I guess technically I'm back to day 1. I had a mini-B (569 cal, when I was only supposed to have a snack of 150 max).
I did engage in mindless eating and the "EAT MORE" compulsion.
I got out of class early...any break in routine can be bad for me. I was supposed to have a tiny snack during class and NOTHING when I got home. So instead I had dinner, got out of class early, and then kept eating cereal and then some pretzels with chocoalte chips.....
However, this only put me 200 over my goal cal for the day, b/c I had undereaten while @ work (could have been another trigger).
Dang, I'm at day one again - really, this week feels like a revolving door - who is hanging in there or a had a success? Post if you got 'em, I need an inspiration!
I salvaged yesterday afternoon (not too far over 2000 cals for the day) but am a mess again today. I don't know what's wrong with me - frozen bread and dry oatmeal? Come on.
Day 1 for me. I keep playing with the same 4 or 5 pounds. I need to see a loss this month. I'm making a vow to myself now. I will stay on my points throughout the rest of October.
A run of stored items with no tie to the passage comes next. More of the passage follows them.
PR #5038, opened 2024-12-11
always use / when splitting filename to get name and namespace

danjunger:
## Details

Fixes a bug that caused dynamic component names to contain illegal characters on Windows platforms

### DIFF
--- a/packages/@lwc/rollup-plugin/src/index.ts
+++ b/packages/@lwc/rollup-plugin/src/index.ts
@@ -328,6 +328,8 @@ export default function lwc(pluginOptions: RollupLwcOptions = {}): Plugin {
             // Specifier will only exist for modules with alias paths.
             // Otherwise, use the file directory structure to resolve namespace and name.
             const [namespace, name] =
+                // Note we do not need to use path.sep here because this filename contains
+                // a '/' regardless of Windows vs Unix, since it comes from the Rollup `id`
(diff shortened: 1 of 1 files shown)


nolanlawson:
Thanks a bunch! You'll need to sign the CLA but this LGTM.

I think we were wrong to ever use `path.sep` here. Related: https://github.com/salesforce/lwc/pull/4825#discussion_r1879024905

packages/@lwc/rollup-plugin/src/index.ts
```diff
@@ -328,7 +328,7 @@ export default function lwc(pluginOptions: RollupLwcOptions = {}): Plugin {
             // Specifier will only exist for modules with alias paths.
             // Otherwise, use the file directory structure to resolve namespace and name.
             const [namespace, name] =
-                specifier?.split('/') ?? path.dirname(filename).split(path.sep).slice(-2);
+                specifier?.split('/') ?? path.dirname(filename).split('/').slice(-2);
```
nolanlawson, line 331:
```suggestion
                // Note we do not need to use path.sep here because this filename contains
                // a '/' regardless of Windows vs Unix, since it comes from the Rollup `id`
                specifier?.split('/') ?? path.dirname(filename).split('/').slice(-2);
```

nolanlawson (approved):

I have done 5 days so far without bingeing! When I finish today, it will be day 6! Yesterday I ate a little more than I wanted to, but I did NOT binge and it wasn't that losing absolute control of emotions feeling.
I have been doing exercises from an amazing blog http://onbulimia.blogs.com and another website called coping.org that doesn't address eating disorders per se, but deals with many of the problems that come with eating disorders. They are incredibly helpful.
I was binge-free yesterday. Today is my weigh in day, and I lost a tiny bit of weight. I pledge to make this a binge-free week because I need to see another loss next Sunday.